What to do
Search the records below for the string "checked" and report only the number of lines that contain it.

%%

PR #1501, opened 2021-08-03
Create multi entry points for SDK bundles

yen-tt:
- Add a script to generate the exports field in package.json that specified import paths to css, js, and template bundles for different language. This will execute in build step.

J=SLAP-1422
TEST=manual

Create jest test to see that exports field is created as expected
import answers-search-ui locally in another repo. Tried import statements for different bundles and verified no NoModuleFound error. Bundled with webpack, serve page and console.log Answers


package.json
```diff
@@ -164,5 +165,33 @@
...
+    "./esm.min": "./dist/answers-modern.min.js",
+    "./template": "./dist/answerstemplates.compiled.min.js",
+    "./es": "./dist/es-answers-umd.js",
+    "./es/esm": "./dist/es-answers-modern.js",
+    "./es/esm.min": "./dist/es-answers-modern.min.js",
+    "./es/template": "./dist/es-answerstemplates.compiled.min.js",
+    "./fr": "./dist/fr-answers-umd.js",
+    "./fr/esm": "./dist/fr-answers-modern.js",
+    "./fr/esm.min": "./dist/fr-answers-modern.min.js",
+    "./fr/template": "./dist/fr-answerstemplates.compiled.min.js",
```
oshi97, line 183: What do the import paths look like with these exports? Would it be possible to just rely on the natural filepath from the dist folder instead of having a custom path for every asset?

yen-tt: It's possible to use the natural filepaths. After the SDK multilang bundle investigation meeting, it was decided we should provide custom entry points to make it easier to access the multilang bundles

oshi97: ah got it, would it be easier to just reorganize the dist folder before an npm publish? Also what is the "exports" field? I couldn't find it in https://docs.npmjs.com/cli/v7/configuring-npm/package-json#exports 
I do see it [here](https://nodejs.org/api/packages.html#packages_exports) though, would people need to be on a newer version of node/npm to use exports?

yen-tt: hmm you mean like reorganize dist folder for different languages without the custom entry points? 
Yea, from Node.js 12+, otherwise it just ignores it and use `main` field as normal

oshi97: Yeah I was thinking it might let us avoid adding a huge chunk to the package.json, but I think what you have might be better!
Would it be hard to add test coverage for this? Also is this something that we would only run as part of the prepublishOnly script, which currently just swaps readmes, or would it be always be checked into the package.json? If the latter I think we want to add some kind of verification test like with third party notices, maybe we can try https://github.com/EndBug/add-and-commit here

yen-tt: @tmeyer2115 what's your thought on just reorganizing the dist folder?
I can add test to check if it generates the expected export field. Export field would need update if we ever add new languages to SDK (like arabic soon) or update script if there's new bundle (like rtl-css). Probably just in prepublishOnly should be ok?

oshi97: oh just to clarify I'm cool with having this exports field in the package.json! Was just throwing out an alternative and wondering if it would stick or not.

cea2aj: That's an interesting idea. On NPM I don't think we need the source code, so maybe it makes sense to not even have a dist folder on NPM and we instead move everything from dist into the top level

conf/npm/generateentrypoints.js
```diff
@@ -0,0 +1,72 @@
...
+  Object.assign(exportJSON.exports, cssEntries);
+}
+
+/**
+ * Add entry points to js and template bundles to the export field for default language en
+ *
+ * @param {Object} exportJSON
+ * @param {string} lang
+ */
+function addDefaultLanguageBundleEntries (exportJSON) {
```
cea2aj: I'm not sure that we need a function for this and for the CSS. This could be an object and in appendExportsField we use the spread operator to add to the exports

conf/npm/generateentrypoints.js
```diff
@@ -0,0 +1,72 @@
...
+  Object.assign(exportJSON.exports, bundleEntries);
+}
+
+/**
+ * Add entry points to js and template bundles to the export field for the provided language
+ *
+ * @param {Object} exportJSON
+ * @param {string} lang
+ */
+function addLanguageBundleEntries (exportJSON, lang) {
```
cea2aj: nit: Could this be a getter instead which just takes in a language and returns an object? We could use the spread operator to add the object to the exports. That would let us avoid having this function need to know about the shape of exportJSON

conf/npm/generateentrypoints.js
```diff
@@ -0,0 +1,72 @@
...
+/**
+ * Append the exports field in the package.json. This defines a public interface for the package,
+ * mapping entry points (path from import requests) to bundles. Any other paths not specified
+ * in exports field will lead to a ModuleNotFound Error or ERR_PACKAGE_PATH_NOT_EXPORTED Error.
+ *
+ * @param {string} inputFile name of file to append exports field to
+ */
+function appendExportsField (inputFile) {
+  const packageData = JSON.parse(fs.readFileSync(inputFile, 'utf8'));
+  const exportJSON = { exports: {} };
```
cea2aj: would it be simpler to just have an exports object like `const exports = {}`, and then add it to `packageData` like: `Object.assign(packageData, { exports: exports })`?

yen-tt: ah yeah, make sense

conf/npm/prepublishOnly.sh
```diff
@@ -4,3 +4,4 @@
 
 mv ./README.md ./README.tmp
 cp ./conf/npm/README.md ./README.md
+npm run generate-entry-points
```
oshi97: if we're running this as part of the prepublish, should we still check the exports into the package.json? like I think we should decide whether exports are **always** part of the package.json, or only added in as part of the publish. I'm fine with having them always checked in if that's simpler!

cea2aj (approved):
LGTM so long as product wants to go this route (as opposed to reorganizing the dist folder as oshi suggested)

conf/npm/prepublishOnly.sh
cea2aj: I think keeping it always checked in is simpler. Maybe it would make sense to run the generation as part of the build script though?

oshi97: I was a little worried about running generate-entry-points blindly as part of the prepublish, since npm doesn't let you undo a publish. On the other hand we can just publish a patch version if something goes wrong, though it's a little annoying.

oshi97 (approved):

cea2aj (changes requested):
After thinking a little more about Oshi's comment, I think it would be a little safer for us generate the file at a different spot (maybe the build step) so that we don't risk breaking it right before the npm publish

conf/npm/prepublishOnly.sh
yen-tt: oh yeah, generating it in build step would be better. Will update!

cea2aj (approved):

PR #1502, opened 2021-08-03
Disable loading icon when inactive

cea2aj:
Disable the loading icon when it is inactive in order to prevent the icon from flashing during transitions

Note: The search bar will still sometimes flash the very first time the icon is clicked because of a long tasks associated with creating the components and waiting for the autocomplete response, but that's a separate issue

J=SLAP-1473
TEST=manual

See that when the loading indicator is enabled, the icon will no longer flash when clicking on and off the search bar.

### DIFF
--- a/src/ui/sass/modules/_SearchBar.scss
+++ b/src/ui/sass/modules/_SearchBar.scss
@@ -216,6 +216,11 @@ $searchbar-button-text-color-active: var(--yxt-searchbar-button-text-color-base)
     transform-origin: 50% 50%;
     animation: dash 1.4s ease-in-out infinite;
   }
+
+  &-Icon--inactive &-LoadingIndicator-AnimatedIcon 
+  {
+    display: none;
+  }
   
   @keyframes dash 
   {


src/ui/sass/modules/_SearchBar.scss
```diff
@@ -216,6 +216,11 @@ $searchbar-button-text-color-active: var(--yxt-searchbar-button-text-color-base)
     transform-origin: 50% 50%;
     animation: dash 1.4s ease-in-out infinite;
   }
+
+  &-Icon--inactive &-LoadingIndicator-AnimatedIcon
```
yen-tt, line 220: I think if you just remove line [187-192](https://github.com/yext/answers-search-ui/pull/1502/files#diff-dd8e4dd237e4b3042803a44c5d46b4ee3cebe20b8199ef3b3c0e1e9a31ae81ecL187-L192) (which was used to keep the animation running while not on display), the display: none should work on the loading indicator without additional scss

cea2aj: If we keep the PR as-is, the starting position of the animation will actually change as if the animation was running the whole time. If we delete those lines then the loading icon will always start from the same spot

yen-tt (approved):

src/ui/sass/modules/_SearchBar.scss
```diff
@@ -216,6 +216,11 @@ $searchbar-button-text-color-active: var(--yxt-searchbar-button-text-color-base)
     transform-origin: 50% 50%;
     animation: dash 1.4s ease-in-out infinite;
   }
+
```
oshi97, line 219: So unless I'm misunderstanding something, this was only a problem when somebody was using the searchbar without the loading indicator turned on?

cea2aj: The problem occurs when the icon transitions while the loading indicator animation is running. Since the loading indicator was always running in the background, this was always happening. By setting the animated icon to `display: none` while it is inactive, it is no longer possible for the loading indicator to be running while the icon is transitioning from the magnifying glass to the yext logo

PR #1503, opened 2021-08-03
Don't run dots animation when hidden

cea2aj:
Don't run the dots animation when voice search is not active. This improves performance and prevents icon flickering when clicking on and off of the search bar

I also removed some SVG animations which weren't doing anything because all of the values were set to -0

J=SLAP-1473
TEST=manual

Enable voice search and see that the yext logo icon doesn't flicker when clicking on and off of the icon. Test clicking the voice search icon really fast and see that I'm unable to get the icon animations into a broken state.


src/ui/speechrecognition/listeningiconstylist.js
```diff
@@ -28,13 +32,11 @@ export default class ListeningIconStylist {
       this._dotsFadeInAnimations.forEach(animation => {
         animation.beginElement();
       });
-      if (this._hasDotsAnimationStarted) {
-        return;
-      }
+      // Clear the timeout to prevent it from stopping the animation
+      clearTimeout(this._stopListeningAnimationTimeout);
```
oshi97: would we want to give this a quick null guard? from googling it sounds like clearTimeout(null) is fine but haven't looked too deep into it

cea2aj: it should be okay, but i can add them anyway

oshi97 (approved):

PR #1504, opened 2021-08-03
Set fixed custom icon size

cea2aj:
Set an explicit custom icon width so that the voice and clear button don't shift around when the loading indicator appears

J=SLAP-1473
TEST=manual

Enable the loading indicator and set a custom icon. See that the voice icon and the clear button stay in the same spot

### DIFF
--- a/src/ui/sass/modules/_SearchBar.scss
+++ b/src/ui/sass/modules/_SearchBar.scss
@@ -264,6 +264,12 @@ $searchbar-button-text-color-active: var(--yxt-searchbar-button-text-color-base)
       position: relative;
     }
   }
+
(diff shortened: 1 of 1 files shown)


oshi97 (approved):
think we generally try to use px instead of em or rem but I wouldn't be able to tell you why, and the SDK uses em and rem directly in a number of places anyways

cea2aj:
> think we generally try to use px instead of em or rem but I wouldn't be able to tell you why, and the SDK uses em and rem directly in a number of places anyways

makes sense. I was going with em here because that's the same unit used by other icon styling, but i'll keep that in mind. We may want to have a discussion about pixels vs em vs rem for theme 2.0. I know product likes rem because it scales well when zooming in

PR #1505, opened 2021-08-04
Display email validation error in QuestionSubmission

yen-tt:
- surface email error from backend with code 22 and display corresponding error message in hbs template
- update questionSubmission URLs to use liveapi version
- minor fix: added optional chaining in case analyticsReporter is not set

J=SLAP-1020
TEST=manual

- serve page from dist folder with QASubmission component, submit with invalid email domain and see that the error message is displayed.

### DIFF
--- a/src/ui/components/questions/questionsubmissioncomponent.js
+++ b/src/ui/components/questions/questionsubmissioncomponent.js
@@ -169,6 +169,15 @@ const DEFAULT_CONFIG = {
   }),
 
   /**
+   * The default email error text, shown when there is an email is invalid with the QA Submission
+   * request.
+   * @type {string}
+   */
+  emailInvalidErrorText: TranslationFlagger.flag({
+    phrase: 'Your email address was not valid. Please refresh the page and try submitting your question again.'
+  }),
+
+  /**
    * Whether or not this component is expanded by default.
    * @type {boolean}
    */
@@ -293,7 +302,7 @@ export default class QuestionSubmissionComponent extends Component {
 
     const questionText = DOM.query(formEl, '.js-question-text');
     DOM.on(questionText, 'focus', () => {
-      this.analyticsReporter.report(this.getAnalyticsEvent('QUESTION_FOCUS'));
+      this.analyticsReporter?.report(this.getAnalyticsEvent('QUESTION_FOCUS'));
     });
   }
 
@@ -305,7 +314,7 @@ export default class QuestionSubmissionComponent extends Component {
   bindFormSubmit (formEl) {
     DOM.on(formEl, 'submit', (e) => {
       e.preventDefault();
-      this.analyticsReporter.report(this.getAnalyticsEvent('QUESTION_SUBMIT'));
+      this.analyticsReporter?.report(this.getAnalyticsEvent('QUESTION_SUBMIT'));
 
       // TODO(billy) we probably want to disable the form from being submitted twice
       const errors = this.validate(formEl);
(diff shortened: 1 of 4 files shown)


src/ui/components/questions/questionsubmissioncomponent.js
```diff
@@ -168,6 +168,15 @@ const DEFAULT_CONFIG = {
     phrase: 'We\'re sorry, an error occurred.'
   }),
 
+  /**
+   * The default email error text, shown when there is an email is invalid with the QA Submission
+   * request.
+   * @type {string}
+   */
+  emailInvalidErrorText: TranslationFlagger.flag({
+    phrase: 'Your email address was not valid. Please refresh the page and try submitting your question again.'
```
cea2aj: nit: what do you think about changing that first sentence to: "Invalid email address"?

src/ui/components/questions/questionsubmissioncomponent.js
```diff
@@ -323,10 +332,12 @@ export default class QuestionSubmissionComponent extends Component {
         questionDescription: formData.questionDescription
       })
         .catch(error => {
+          let errorMessage = this._config.networkErrorText;
```
cea2aj: do you think it makes sense to rename networkErrorText to defaultErrorText?

src/ui/components/questions/questionsubmissioncomponent.js
```diff
@@ -323,10 +332,12 @@ export default class QuestionSubmissionComponent extends Component {
...
+          if (error.code === 22) {
+            errorMessage = this._config.emailInvalidErrorText;
+          }
           this.setState(
-            new QuestionSubmission(formData, {
-              network: 'We\'re sorry, an error occurred.'
-            })
+            new QuestionSubmission(formData, { network: errorMessage })
```
cea2aj, line 340: Setting network to errorMessage seems a little odd to me. How about `{ errorMessage: errorMessage }` instead?

src/ui/templates/questions/questionsubmission.hbs
```diff
@@ -38,7 +38,7 @@
         {{#if errors.network}}
           <div class="yxt-QuestionSubmission-formRow">
             <div class="yxt-QuestionSubmission-formError" role="alert">
-              {{_config.networkErrorText}}
+              {{errors.network}}
```
cea2aj, line 41: Because errors is plural here, it suggests to me that this is an array. I'm not sure if changing the QuestionSubmission model would have other effects if we changed it to just `error`

src/ui/components/questions/questionsubmissioncomponent.js
yen-tt: I think keeping the error name as network will be a bit more specific and can differentiate the backend network errors from the error check we have in the frontend for QuestionSubmission (nameError, questionPolicyError, questionTextError, etc.)

src/ui/templates/questions/questionsubmission.hbs
yen-tt: I think it's ok to keep it as `errors`, our validate function in questionsubmissioncomponent uses this field as well and it's possible we can more than one error store in there

src/ui/components/questions/questionsubmissioncomponent.js
yen-tt: that would work too

src/ui/components/questions/questionsubmissioncomponent.js
yen-tt: that sounds fine too

cea2aj (approved):

cea2aj:
Solves https://github.com/yext/answers-search-ui/issues/570

PR #1508, opened 2021-08-13
Automate update to third party notice file

yen-tt:
- create github action to add commit with updated 3rd party notices if it's not up to date
- remove the check from circleci

J=SLAP-1505
TEST=auto

push a package.json with version different from what's listed in the 3rd party notice file and see that a automated commit is made in this pr


.github/workflows/third_party_notice_check.yml
```diff
@@ -0,0 +1,30 @@
...
+  license-check:
+    runs-on: ubuntu-latest
+    steps:
+      - uses: actions/setup-node@v1
+        with:
+          node-version: 14.x
+      - name: Install generate-license-file
+        run: npm install -g generate-license-file
+      - uses: actions/checkout@v2
+      - name: Npm install
```
oshi97: we probably don't need a name for the steps where the name is just the literal command being run

.github/workflows/third_party_notice_check.yml
```diff
@@ -0,0 +1,30 @@
...
+        run: npm install
```
oshi97: can we use npm ci?

.github/workflows/third_party_notice_check.yml
```diff
@@ -0,0 +1,30 @@
...
+      - name: Check if there are changes
+        id: changes
+        uses: UnicornGlobal/has-changes-action@v1.0.11
+      - name: Update THIRD-PARTY-NOTICES
+        uses: EndBug/add-and-commit@v7
+        with:
+          message: 'Automated update to THIRD-PARTY-NOTICES'
+          add: 'THIRD-PARTY-NOTICES'
+          push: true
+          default_author: github_actions
```
oshi97: maybe we can say something about this being the third party notices check?

.github/workflows/third_party_notices_check.yml
```diff
@@ -0,0 +1,29 @@
...
+      - uses: actions/setup-node@v1
+        with:
+          node-version: 14.x
+      - name: Install generate-license-file
+        run: npm install -g generate-license-file
+      - uses: actions/checkout@v2
+      - run: npm ci
+      - name: Generate license file
+        run: generate-license-file --input package.json --output ./THIRD-PARTY-NOTICES
+      - name: Git diff
```
oshi97: Would it be ok to remove the Git diff and Install generate-license-file step names too?

.github/workflows/third_party_notices_check.yml
```diff
@@ -0,0 +1,29 @@
...
+        run: git diff
+      - name: Check if there are changes
+        id: changes
```
oshi97: for my edification what is id here?

.github/workflows/third_party_notices_check.yml
```diff
@@ -0,0 +1,29 @@
+name: Check Third Party Notices File
+
+on: pull_request
+
+jobs:
+  license-check:
+    runs-on: ubuntu-latest
+    steps:
+      - uses: actions/setup-node@v1
```
oshi97: can we use v2? our other actions are on v2

package.json
```diff
@@ -23,7 +23,7 @@
     "dist"
   ],
   "dependencies": {
-    "@mapbox/mapbox-gl-language": "^0.10.1",
+    "@mapbox/mapbox-gl-language": "0.10.0",
```
oshi97, line 26: did we mean to update this?

.github/workflows/third_party_notices_check.yml
yen-tt: it's a unique identifier for the step that can be to reference the step in contexts. This portion is copied from vaccine's github action, where I assumed they would have want to use that id to check if there's changes before calling the next step to commit changes (`if: steps.changes.outputs.changed == 1`). However, I looked through `EndBug/add-and-commit@v7`. Seems like if there's no changes to the targeted file, a commit can't be made anyway so this step is not necessary.

package.json
```diff
@@ -194,4 +194,4 @@
     "./ja/modern.min": "./dist/ja-answers-modern.min.js",
     "./ja/template": "./dist/ja-answerstemplates.compiled.min.js"
   }
-}
\ No newline at end of file
+}
```
oshi97, line 197: could you try running npm install again? Just to make sure the package-lock needs the changes it has

yen-tt: yup! no changes detected after npm i

oshi97 (approved):

PR #1510, opened 2021-08-13
Fix inverted check mark in filter

yen-tt:
J=SLAP-1519
TEST=manual

see that check mark is not inverted in filter box from en and ar locale

### DIFF
--- a/src/ui/sass/modules/_FilterOptions.scss
+++ b/src/ui/sass/modules/_FilterOptions.scss
@@ -170,7 +170,8 @@
       left: -20px;
       width: 3px;
       height: 9px;
-      transform: rotate(45deg) translateY(-50%);
+      transform: rotate(45deg) translateY(-50%) #{"/*rtl:rotate(45deg) translateX(-100%)*/"};
+      /*!rtl:ignore*/
       border-right: 1px solid $color-brand-hover;
       border-bottom: 1px solid $color-brand-hover;
       border-color: var(--yxt-filter-options-checkmark-color);


src/ui/sass/modules/_FilterOptions.scss
```diff
@@ -170,7 +170,8 @@
       left: -20px;
       width: 3px;
       height: 9px;
-      transform: rotate(45deg) translateY(-50%);
+      transform: rotate(45deg) translateY(-50%) #{"/*rtl:rotate(45deg) translateX(-100%)*/"};
+      /*!rtl:ignore*/
```
oshi97, line 174: is this ignoring the border-right?

yen-tt: yup

cea2aj: For my own edification, why do we need to ignore the border for RTL?

yen-tt: rtl plugin would change this right border styling to left border styling. But we want the right border to show instead of the left one so it's not inverted when we rotate/translate the symbol

oshi97: do we need to make it border-left for rtl then?

oshi97: ohh I see ignoring is different than removing, I thought this would just remove the line for rtl

oshi97 (approved):

PR #1513, opened 2021-08-17
Safari specific voice search alert message

oshi97:
This commit makes the "Note: for Safari users, Siri must be
enabled" message only appear on Safari, using user-agent sniffing.
Generally speaking you want to avoid UA sniffing where you can, but
here it doesn't seem like there are any alternatives.

I tried using https://www.npmjs.com/package/bowser for sniffing,
but that adds an extra 8KB to our modern bundle (128KB -> 134KB).
Our use case is pretty small so it seems a little overkill to use a fully featured
library. Bowser also does not try to use userAgentData internally (AKA user agent clients hints),
which are more robust than the regular user-agent string.

J=SLAP-1522
TEST=manual,auto

test that the Safari specific not only shows up in Safari
I couldn't figure out how to naturally get the 'service-not-allowed'
error to show up on safari/chrome, so I changed the error switching
code to always go into this case.
For Chrome I disconneted from wifi to trigger the 'network' error.
For Edge I ended the voice recognition before it was done to trigger the 'no-speech' error.

Instead of writing unit tests for specific UA strings, which aren't
particularly useful for making sure your sniffing works in a real
scenario (since issues normally arise from the strings becoming out
of date, NOT somebody changing the source code), I added a useragent
acceptance test suite. This suite spins up instances of specific browsers,
and checks that the sniffer methods work as expected on each of them.
If need be, we can run these tests on specific browser versions.

I moved the quarantine-mode flag to only the tests run by CI.
Locally, we typically don't want to run the tests in quarnatine mode.
Also these tests don't need to run in quarantine mode.

The useragentsuite is in a different folder than the other acceptance suites,
because it's meant to be run separately with a specific suite of browsers.


src/core/utils/useragent.js
```diff
@@ -13,3 +13,38 @@ export function isMicrosoftEdge () {
...
+
+/**
+ * Returns whether the current browser is Safari.
+ * Currently, Safari does not support User-Agent clients hints (userAgentData).
+ * Chrome likes to pretend that it's Safari.
+ *
+ * @returns {boolean}
+ */
+export function isSafari () {
+  if (isMicrosoftEdge()) {
```
yen-tt: How come we need to check for microsoft edge here?

oshi97: Edge also likes to pretend it's safari

oshi97: Adding to the jsdoc!

tests/acceptance/useragent/useragentsuite.js
```diff
@@ -0,0 +1,33 @@
...
+  if (!(t.browser.name in browserNameToSniffingMethod)) {
+    throw new Error(
+      `Unexpected testcafe browser "${t.browser.name}".\n` +
+      `Expected one of ${Object.keys(browserNameToSniffingMethod).join(', ')}`);
+  }
+  for (const [browserToTest, sniffer] of Object.entries(browserNameToSniffingMethod)) {
+    const [userAgent, userAgentData] = await ClientFunction(() => {
+      return [window.navigator.userAgent, window.navigator.userAgentData];
+    })();
+    global.navigator = { userAgent, userAgentData };
```
yen-tt, line 25: can we not directly access window.navigator.[userAgent|userAgentData] in isSafari or isChrome? is navigator different from window.navigator

oshi97: We can't run isSafari directly in the browser through testcafe (I tried that initially), ClientFunction doesn't have any reference to the code outside of the browser

oshi97: like this is what happens
```js
function someFunctionIWantInTheBrowser() {
  console.log('blah');
}
await ClientFunction(() => {
  someFunctionIWantInTheBrowser()
  // Error is thrown "someFunctionIWantInTheBrowser is not defined"
})();
```

cea2aj:
I believe product was okay with simply not including the Safari-specific messaging, so we could go that route if we don't want to add this complexity to the repo. Although now that we have the code for it I think we should move forward with it because I think it will lead to a better UX

cea2aj:
Product was able to get the safari message to pop up on iphone on google chrome which was why the QA item was created

yen-tt (approved):

cea2aj (approved):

%%

Solution for this exercise
3